The Chinese aren't expecting a hard economic landing

Financial markets continue to fret about the outlook for China, the world’s second largest economy, behind the United States. And increased scrutiny on data releases especially when below analyst expectations is creating a mindset among investors that the economy is heading for a so-called hard landing.

Those fears have manifested themselves across financial markets of late, causing risk assets to come under periods of significant selling pressure. Stocks, commodities, corporate debt and higher yielding currencies have all been hit, intensifying concerns among investors.

However, as seen in alternate surveys, the slowdown fears rattling financial markets aren’t being shared by the Chinese themselves.

According to a recent survey of 1,200 Chinese consumers conducted by McKinsey & Company, the recent stock market correction – something that saw mainland indices lose more than 40% in just two months – appears to have had little impact on sentiment towards the outlook for the economy.

“The results indicate a more upbeat picture than most have expected,” wrote Alan Lau and Nicolas Leung, analysts at McKinsey.

“For some segments of Chinese consumers, the recent economic turmoil appears to have had little impact. Heavy online shoppers, people in their 30s, and consumers living in Tier-1 cities are among the most optimistic: approximately 10% more consumers in these groups say they are confident about where the economy is heading and appear less jittery about the prospect of an economic slowdown in the immediate future.”

The chart below from McKinsey reveals consumer confidence levels both now and in the future. The survey asked consumers to rank the outlook for the economy on a scale of 1 to 10, with the latter being the most optimistic reading possible. The views presented in the chart are for responses of 8 or higher, or those who are most optimistic.

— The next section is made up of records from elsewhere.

PR #631, opened 2026-08-30
iris text - yet another update

Gen1xLol:
removes apostrophes and quotation marks from the built-in punctuation list, adds gradients and updates the animate block to include "and wait/don't wait" (i tested it and projects that alr have it should work)


Gen1xLol:
imagen

yay

PR #640, opened 2026-09-05
midi update :glee:

FloppyDisk-OSC:
"is instrument drum?"
"when note released"
"current instrument number"

ok :3


FloppyDisk-OSC:
dont merge i fucked up the icon oh no

PR #643, opened 2026-09-06
Penguin AI

bta35628-cmd:


Dicuo:
> Your extension CANNOT rely on the use of any generative AI. This is mainly for extensions that respond to messages from AI like ChatGPT. Any extensions added before this rule are an exception.

PR #445, opened 2024-04-17
refactor(client/server): Reintroduce Bucketing and Release streamingRequest

googleoblivion:
## Description

This adds back in bucketing to internal multicharacter, creating a callback to change player bucket. Refactors the use of bucket native to use internal SetPlayerBucket function. Finally releases a model request not being released after use.

#226

## Checklist

### DIFF
--- a/server/character.lua
+++ b/server/character.lua
@@ -47,7 +47,7 @@ lib.callback.register('qbx_core:server:loadCharacter', function(source, citizenI
     local success = Login(source, citizenId)
     if not success then return end
 
-    SetPlayerRoutingBucket(source, 0)
+    SetPlayerBucket(source, 0)
     logger.log({
         source = 'qbx_core',
         webhook = config.logging.webhook['joinleave'],
--- a/server/character.lua
+++ b/server/character.lua
@@ -76,9 +76,9 @@ lib.callback.register('qbx_core:server:createCharacter', function(source, data)
     return newData
 end)
 
-lib.callback.register('qbx_core:server:characterBucket', function (source)
+lib.callback.register('qbx_core:server:setCharBucket', function(source)
     SetPlayerBucket(source, source)
-    return GetPlayerRoutingBucket(source) == source
+    assert(GetPlayerRoutingBucket(source) == source, 'Multicharacter bucket not set.')
 end)
 
 RegisterNetEvent('qbx_core:server:deleteCharacter', function(citizenId)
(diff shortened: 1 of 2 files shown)


mafewtm (approved):

server/character.lua
```diff
@@ -69,13 +69,18 @@ lib.callback.register('qbx_core:server:createCharacter', function(source, data)
...
+        SetPlayerBucket(source, 0)
     end
 
     lib.print.info(('%s has created a character'):format(GetPlayerName(source)))
     return newData
 end)
 
+lib.callback.register('qbx_core:server:characterBucket', function (source)
+    SetPlayerBucket(source, source)
+    return GetPlayerRoutingBucket(source) == source
```
Manason, line 81: Under what scenario would setting the bucket fail?

server/character.lua
```diff
@@ -69,13 +69,18 @@ lib.callback.register('qbx_core:server:createCharacter', function(source, data)
...
     if GetResourceState('qbx_spawn') == 'missing' then
-        SetPlayerRoutingBucket(source, 0)
+        SetPlayerBucket(source, 0)
     end
 
     lib.print.info(('%s has created a character'):format(GetPlayerName(source)))
     return newData
 end)
 
+lib.callback.register('qbx_core:server:characterBucket', function (source)
```
Manason, line 79: Rename with a leading verb

Maybe 'qbx_core:server:setCharBucket'

Manason (changes requested):

server/character.lua
googleoblivion: Would it be better as an event rather than a callback in that case?

Manason: I think the callback is fine. Callbacks don't have to return anything, but you are doing logic in response to the return. If this is just a safety check, then assert it here rather than return.

googleoblivion: @Manason i used callback.await, so isn't the return necessary?

Manason: I believe if there is no return specified, a default return of nil will be present.

googleoblivion: I can revert before latest commits and go back to .await then, just return true regardless and assert error for the bucket check.

Manason:
Can you double check that this doesn't assert in-game? Last time we had issues with the native, but I believe a subsequent server artifact corrected those.

mafewtm:
Once its checked we can merge this

FjamZoo:
> Can you double check that this doesn't assert in-game? Last time we had issues with the native, but I believe a subsequent server artifact corrected those.

yes its been fixed

PR #450, opened 2024-04-20
Fix #443 - Fix for default duty not working if set to false

### LINKED ISSUE #443: [Possible Bug] Duty Status is Setting Incorrectly at Login (Not defaulting to what the shared/jobs.lua has in place)
### Summary

Duty status is not defaulting to what the shared/jobs.lua has.

### Reproduction

1. Make sure to go on/off duty (Make sure duty is true/false). Preferrably go on duty to make it easier to identify.
2. After going on/off duty, logoff (F8 Quit).
3. Log back on. After loading, check your duty status.
4. It should be set to whatever your last duty status is.

### Expected behavior

Since I have defaultDuty set to false within shared/jobs.lua it should be forcing the player when they login to off-duty. Yes, I have ForceJobDefaultDutyAtLogin set to true.

### Actual behavior

After updating from 1.6.1 qbx_core, players will login on duty when the defaultDuty status is set to false in shared/jobs.lua. Within the shared/main.lua ForceJobDefaultDutyAtLogin is set to true.

### Additional context

N/A

### Current Version

v1.10.1

### Custom Resources

Nothing that would directly effect this issue. It only happened after an upgrade from 1.6.1.

Scullyy:
## Description

Fix for default duty not working if set to false

## Checklist

### DIFF
--- a/server/player.lua
+++ b/server/player.lua
@@ -361,12 +361,15 @@ function CheckPlayerData(source, playerData)
     local job = GetJob(playerData.job?.name) or GetJob('unemployed')
     assert(job ~= nil, 'Unemployed job not found. Does it exist in shared/jobs.lua?')
     local jobGrade = GetJob(playerData.job?.name) and playerData.job.grade.level or 0
+    if QBX.Shared.ForceJobDefaultDutyAtLogin and (job.defaultDuty ~= nil) then
+        playerData.job.onduty = job.defaultDuty
+    end
     playerData.job = {
         name = playerData.job?.name or 'unemployed',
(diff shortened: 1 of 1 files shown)


mafewtm (approved):

Manason (commented):
This logic looks the same, what am I missing?

Scullyy:
> This logic looks the same, what am I missing?

in the current logic if job.defaultDuty was set to false then it would move onto playerData.job?.onduty

Manason (approved):

PR #451, opened 2024-04-20
Replace QB items.lua and weapons.lua with Ox

Scullyy:
## Description
This replaces the QBCore items.lua and weapons.lua with the ox one, I also had to add a WeaponHashes table for reverse hashing since ox uses strings. I have open PR's on other resources to be compatible with this also.

## Checklist


Manason (changes requested):
This is a breaking change. The data format of ox_inventory is not the same as shared/weapons.lua

TonybynMp4 (approved):
YES I LOVE YOU

Scullyy:
The items.lua will need to replace the one inside ox_inventory with the recipe. If not using the oldItems method this may need it's own bridge inside ox_inventory.

BerkieBb:
I am not sure about this, I would rather not have an items.lua anymore in the future as they all get picked up by ox_inventory and placed in the data/items.lua anyway, otherwise they don't work

SKITTLE6969:
only issue that i see is when ox inventory try to convert the item lua in shared what happens then

PR #462, opened 2024-04-27
feat(modules/lib): getVehicleModName and getVehicleLiveryName

mafewtm:
## Description

Adds a function to get the vehicle mod name and vehicle livery name. Came across a use for it and realized we didn't have it in our lib so I figured I'd toss it in here. Not sure what everyone else's options on it are. 

## Checklist

### DIFF
--- a/modules/lib.lua
+++ b/modules/lib.lua
@@ -395,6 +395,23 @@ else
         return GetLabelText(GetMakeNameFromVehicleModel(GetEntityModel(vehicle)))
     end
 
+    ---Returns the mod type name of the given vehicle.
+    ---@param vehicle integer
+    ---@param modType integer
+    ---@param modIndex integer
+    ---@return string
+    function qbx.getVehicleModName(vehicle, modType, modIndex)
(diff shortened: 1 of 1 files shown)


KostaZx (approved):

modules/lib.lua
```diff
@@ -395,6 +395,23 @@ else
         return GetLabelText(GetMakeNameFromVehicleModel(GetEntityModel(vehicle)))
     end
 
+    ---Returns the mod type name of the given vehicle.
+    ---@param vehicle integer
+    ---@param modType integer
+    ---@param modIndex integer
+    ---@return string
```
Manason, line 402: Are there external documentation links that might be helpful here? I'm not sure what a mod type nor mod index are

Manason (approved):

modules/lib.lua
TonybynMp4: Mod type & mod index are very self explanatory,
type can be the transmission, turbo, exhaust etc
and index is.. the index in that type

PR #469, opened 2024-05-13
feat: handle caller errors using errors as values

Manason:
When the caller of an API function passes an illegal value (equivalent to a 4xx HTTP error), changing existing assertions to instead return success, errorResult to allow the caller to handle those errors or else fail silently. This is a departure from assertions, which require errors to be caught and handled or else blow up the stack. The thinking is that this default behavior of silently failing is what callers would prefer.

assertions continued to be used for types of errors that clients should not be handling, but are rather indicative of a bug. These do not have an error code as they are unexpected faults in the program and therefore should only be handled for purposes like logging, which do not require differentiation among the causes of the assertion violation.

Also introduced a types.lua to hold general types which don't really belong anywhere else. We can consider moving all types here in a future PR.

### DIFF
--- a/server/player.lua
+++ b/server/player.lua
@@ -114,6 +114,7 @@ function SetPlayerPrimaryJob(citizenid, jobName)
 
     player.PlayerData.job = toPlayerJob(jobName, job, grade)
     player.Functions.Save()
+
     if not player.Offline then
         player.Functions.UpdatePlayerData()
         TriggerEvent('QBCore:Server:OnJobUpdate', player.PlayerData.source, player.PlayerData.job)
@@ -139,6 +140,7 @@ function AddPlayerToJob(citizenid, jobName, grade)
             message = 'players cannot be added to the unemployed job'
         }
     end
+
     local job = GetJob(jobName)
     if not job then
         return false, {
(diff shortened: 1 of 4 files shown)


server/player.lua
```diff
@@ -109,17 +129,46 @@ exports('SetPlayerPrimaryJob', SetPlayerPrimaryJob)
...
+    if not player then
+        return false, {
+            code = 'player_not_found',
+            message = string.format('player not found with citizenid %s', citizenid)
+        }
+    end
+    if player.PlayerData.jobs[jobName] == grade then
+        return true
+    end
+    if qbx.table.size(player.PlayerData.jobs) >= maxJobsPerPlayer and not player.PlayerData.jobs[jobName] then
```
BerkieBb, line 166: question, why not add spaces between if statements? I personally don't like it when they're grouped together as they're meant to do different things and may make it difficult to read.

BerkieBb (approved):

server/player.lua
Manason: added more whitespace.

KostaZx (approved):

PR #477, opened 2024-06-05
feat(bridge/qb/server) assertions for deprecated qb-inventory functions

mafewtm:
## Description

Assert that qbx_core will not work with qb-inventory and that the user should utilize ox_inventory instead.

## Checklist

### DIFF
--- a/server/player.lua
+++ b/server/player.lua
@@ -538,8 +538,6 @@ function CheckPlayerData(source, playerData)
     }
     playerData.gangs = gangs or {}
     playerData.position = playerData.position or defaultSpawn
-
-    assert(GetResourceState('qb-inventory') ~= 'started', 'qb-inventory is not compatible with qbx_core. use ox_inventory instead')
     playerData.items = {}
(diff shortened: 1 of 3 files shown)


server/player.lua
```diff
@@ -538,7 +538,9 @@ function CheckPlayerData(source, playerData)
     }
     playerData.gangs = gangs or {}
     playerData.position = playerData.position or defaultSpawn
-    playerData.items = GetResourceState('qb-inventory') ~= 'missing' and exports['qb-inventory']:LoadInventory(playerData.source, playerData.citizenid) or {}
+
+    assert(GetResourceState('qb-inventory') ~= 'started', 'qb-inventory is not compatible with qbx_core. use ox_inventory instead')
```
solareon, line 542:
```suggestion
```
If we are going to just provide an empty table then we don't need to assert here.

solareon (approved):

server/player.lua
mafewtm: You're right. I'll fix that

Manason (approved):

PR #478, opened 2024-06-05
chore: remove leftover data tables

t0r3tto:
## Description

remove deprecated character data tables that are no longer used
image
(^ clean recipe deployment warnings)

## Checklist

* [x]  I have personally loaded this code into an updated Qbox project and checked all of its functionality.
* [X]  My pull request fits the contribution guidelines & code conventions.


solareon:
Sadly these have to stay. If users are converting from `qb-core` then they may have characters in those tables that need to be cleaned up when a character is deleted. A possible solution for this would be to copy a different config file in the txadmin recipe for clean installs over this file to prevent the warnings.

solareon:
We are also looking at possibly moving these to convars which would fix the issue as well as the recipe would include on what is needed.

solareon (approved):

Manason (approved):
After discussion, I think the right choice is indeed to cater to recipe installs. That means that those converting from qb-core will have to pay special attention to the config to ensure they add any missing tables that they have. They should already be going through the config as part of the conversion process however, so this seems like the right call.

PR #473, opened 2024-05-22
refactor(character): Remove callback and use tutorial native.

googleoblivion:
## Description

Linden said bad.

## Checklist

- [ ] I have personally loaded this code into an updated Qbox project and checked all of its functionality.
- [x] My pull request fits the contribution guidelines & code conventions.

PR #480, opened 2024-06-05
refactor(character): Use tutorial natives instead of manual bucket setting

solareon:
## Description

Routing buckets may overlap. The natives do a better job of hiding the characters. This is similar to #473 but moves the tutorial end to the `QBCore:Client:OnPlayerLoaded` event to end the tutorial session with the appropriate native.

Additionally it only calls the tutorial session start one time if somehow the choosecharacter() function got called twice without being disabled cause who knows if that works right.

NOTE: I have **NOT** tested this. Do not merge without extensive testing in a multiplayer environment. 

## Checklist


Molicheu (approved):

Manason (changes requested):
Blocking on testing to be confirmed (in a multi-client environment)

mafewtm:
Tested by @D4isDAVID and appears to work as expected

Manason (approved):

PR #482, opened 2024-06-06
feat(lib): return oldValue with handler

solareon:
## Description

Improves functionality of the entityStateHandler by returning the previous statebag value to allow for easier comparison.

## Checklist


Manason (changes requested):
I think you can get the current value by checking the state bag. Will approve if someone tests and confirms this is not the case.

PR #488, opened 2024-06-18
fix(bridge/qb/shared/main): context check for requiring server file

Demigod916:
since this is a shared file, the client copy of the file errors out immediately on script start since its trying to require a file thats not available to the client.

### DIFF
--- a/bridge/qb/shared/main.lua
+++ b/bridge/qb/shared/main.lua
@@ -1,6 +1,6 @@
 local qbShared = require 'shared.main'
 
-if lib.context == 'server' then
+if IsDuplicityVersion() then
     local starterItems = require 'config.server'.starterItems
     ---@deprecated use starterItems in config/server.lua
     qbShared.StarterItems = {}
--- a/bridge/qb/shared/main.lua
+++ b/bridge/qb/shared/main.lua
@@ -1,16 +1,17 @@
 local qbShared = require 'shared.main'
 
-local starterItems = require 'config.shared'.starterItems or {}
----@deprecated use starterItems in config/server.lua
+local starterItems = require 'config.shared'.starterItems
+---@deprecated use starterItems in config/shared.lua
 qbShared.StarterItems = {}
 
-assert(next(starterItems), 'starterItems is missing or incorrect in shared/config.lua')
-for i = 1, #starterItems do
-    local item = starterItems[i]
-    qbShared.StarterItems[item.name] = {
-        amount = item.amount,
-        item = item.name,
-    }
+if type(starterItems) == 'table' then
+    for i = 1, #starterItems do
+        local item = starterItems[i]
+        qbShared.StarterItems[item.name] = {
+            amount = item.amount,
+            item = item.name,
+        }
+    end
 end
 
 ---@deprecated use lib.math.groupdigits from ox_lib
--- a/bridge/qb/shared/main.lua
+++ b/bridge/qb/shared/main.lua
@@ -1,15 +1,17 @@
-local starterItems = require 'config.server'.starterItems
 local qbShared = require 'shared.main'
 
----@deprecated use starterItems in config/server.lua
-qbShared.StarterItems = {}
+if lib.context == 'server' then
+    local starterItems = require 'config.server'.starterItems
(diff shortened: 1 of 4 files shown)


bridge/qb/shared/main.lua
```diff
@@ -1,15 +1,17 @@
-local starterItems = require 'config.server'.starterItems
 local qbShared = require 'shared.main'
 
----@deprecated use starterItems in config/server.lua
-qbShared.StarterItems = {}
+if lib.context == 'server' then
```
solareon, line 3:
```suggestion
if IsDuplicityVersion() then
```
I believe this is functionally the same. I've not seen lib.context used and it's not specifically mentioned in the ox_lib docs so it may be intended for internal use only.

solareon (changes requested):

bridge/qb/shared/main.lua
```diff
@@ -1,15 +1,17 @@
-local starterItems = require 'config.server'.starterItems
 local qbShared = require 'shared.main'
 
----@deprecated use starterItems in config/server.lua
-qbShared.StarterItems = {}
```
Manason, line 5: Keep the default for client table? Otherwise this would now be nil when previously was an empty table.

Manason (changes requested):

bridge/qb/shared/main.lua
solareon: Yeah, might be better to just move the starter items to shared since the client is going to get them anyway at start it's not a big deal for the client to know what they are

bridge/qb/shared/main.lua
```diff
@@ -1,9 +1,10 @@
-local starterItems = require 'config.server'.starterItems
 local qbShared = require 'shared.main'
 
+local starterItems = require 'config.shared'.starterItems or {}
 ---@deprecated use starterItems in config/server.lua
 qbShared.StarterItems = {}
 
+assert(next(starterItems), 'starterItems is missing or incorrect in shared/config.lua')
```
Manason, line 7: Is empty starter items not a valid entry?

Manason (changes requested):

bridge/qb/shared/main.lua
solareon: non existent starterItems isn't valid cause the loop will fail. Since we moved it from server to shared all the existing configurations will be broken

Manason: It defaults to empty table in the above line if nil

config/shared.lua
```diff
@@ -1,5 +1,20 @@
...
+                assert(GetResourceState('qbx_idcard') == 'started', 'qbx_idcard resource not found. Required to give an id_card as a starting item')
+                return exports.qbx_idcard:GetMetaLicense(source, {'id_card'})
+            end
+        },
+        { name = 'driver_license', amount = 1, metadata = function(source)
+                assert(GetResourceState('qbx_idcard') == 'started', 'qbx_idcard resource not found. Required to give an id_card as a starting item')
+                return exports.qbx_idcard:GetMetaLicense(source, {'driver_license'})
+            end
+        },
+    },
```
solareon, line 19:
```suggestion
    starterItems = function()
        ---@type { name: string, amount: integer, metadata: fun(source: number): table }[]
        local starterItemTable = { -- Character starting items
            { name = 'phone', amount = 1 },
            { name = 'id_card', amount = 1, metadata = function(source)
                    assert(GetResourceState('qbx_idcard') == 'started', 'qbx_idcard resource not found. Required to give an id_card as a starting item')
                    return exports.qbx_idcard:GetMetaLicense(source, {'id_card'})
                end
            },
            { name = 'driver_license', amount = 1, metadata = function(source)
                    assert(GetResourceState('qbx_idcard') == 'started', 'qbx_idcard resource not found. Required to give an id_card as a starting item')
                    return exports.qbx_idcard:GetMetaLicense(source, {'driver_license'})
                end
            },
        }
        assert(next(starterItemTable), 'starterItems is missing or incorrect in shared/config.lua')
        return starterItemTable
    end
```

@Manason this should be correct

Manason (approved):

PR #497, opened 2024-06-24
feat: HasGroup export

solareon:
## Description

This adds a utility export that allows for a string/table of job/gang/citizenId to be passed against a function and quickly return if the condition matches. Utilizes ox_target code for group/citizenId matching.

## Checklist

### DIFF
--- a/client/functions.lua
+++ b/client/functions.lua
@@ -43,3 +43,72 @@ function GetPlayerData()
 end
 
 exports('GetPlayerData', GetPlayerData)
+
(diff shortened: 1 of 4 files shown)


Manason (changes requested):
Could we extract shared code to a shared function? Nice idea moving this to core to be generally available. Also, maybe we should rename to make it clear that we're only considering the primary group? Maybe HasPrimaryGroup?

mafewtm (approved):

PR #428, opened 2020-07-29
FW-1281 - Merge simplified REST API into Firstvoices

plasticviking:
# Changelog

This PR integrates the simplified API code from the `fv-api` repository completely into FirstVoices/Nuxeo, and removes all external dependencies (except Cognito for access control).

It uses page providers for customizable queries, and generates swagger documentation via  redoc for integration in the build artifact (viewable at http://host/nuxeo/redoc-static.html).

It additionally incorporates enhancements to FirstVoicesCoreTests to assist with testing  REST APIs and importing test data from YAML files.


FirstVoicesSimplifiedAPI/src/main/java/ca/firstvoices/simpleapi/model/AnnotationNuxeoMapper.java
```diff
@@ -0,0 +1,144 @@
...
+import java.util.Map;
+import java.util.logging.Logger;
+import java.util.stream.Collectors;
+import javax.annotation.Nullable;
+import org.apache.commons.beanutils.PropertyUtils;
+import org.apache.commons.lang.reflect.FieldUtils;
+import org.nuxeo.ecm.core.api.DocumentModel;
+import org.nuxeo.ecm.core.api.PropertyException;
+
+public class AnnotationNuxeoMapper {
```
dy2288, line 22: @plasticviking my understanding is that this maps document models from Nuxeo to our API output format, but would be good to have a description in this class.

FirstVoices-marketplace/pom.xml
```diff
@@ -65,6 +70,10 @@
       <groupId>ca.firstvoices</groupId>
       <artifactId>FirstVoicesCoreTests</artifactId>
     </dependency>
+    <dependency>
```
dy2288, line 73: Remove duplicate declaration

FirstVoicesSimplifiedAPI/src/main/resources/OSGI-INF/extensions/ca.firstvoices.simpleapi.pageproviders.xml
```diff
@@ -0,0 +1,85 @@
+<?xml version="1.0" encoding="UTF-8"?>
+
+<component name="ca.firstvoices.simpleapi.pageproviders">
```
dy2288, line 3: Is there a way to avoid duplication between this and the FirstVoicesRESTPageProviders package? Or leverage FirstVoicesREST so that calls are available to both the simple API and other parts of FirstVoices? Open to suggestions here.

plasticviking: There's not actually much duplication here, other than that both declare page providers. We could certainly standardize and keep them in one place.

The cleanest solution might be to have the FirstVoicesREST package calls the same service layer (combining the two modules and eliminating FirstVoicesPageProviders).

The two key differences between this and FirstVoicesREST are:
1. FirstVoicesREST goes through the normal Nuxeo security measures whereas the SimplifiedAPI is totally independent of the Nuxeo filter chain and relies on the JWT decoding baked into it.
2. FirstVoicesREST uses Nuxeo's object mapping (along with the enrichers, if desired), and the SimplifiedAPI uses a custom mapping to intermediate objects that are then mapped to JSON. It's this custom mapping that allows Swagger to create such detailed documentation about the response bodies (since it can reflectively inspect the Groovy classes and predict the structure of the responses).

Clearly the fears expressed by those outside China are not being replicated by those within. People in large cities, aged between 25 to 34 years – the very group who will be tasked with powering China’s economic transition away from infrastructure and industrial led growth to that powered by consumption and services – are the most optimistic of all consumers.

They’re people who are on the ground, rather than speculating on what is happening from many thousands of miles away. If they are optimistic, perhaps it’s time for those outside to rethink the pessimism constantly associated with the Chinese economic outlook at present.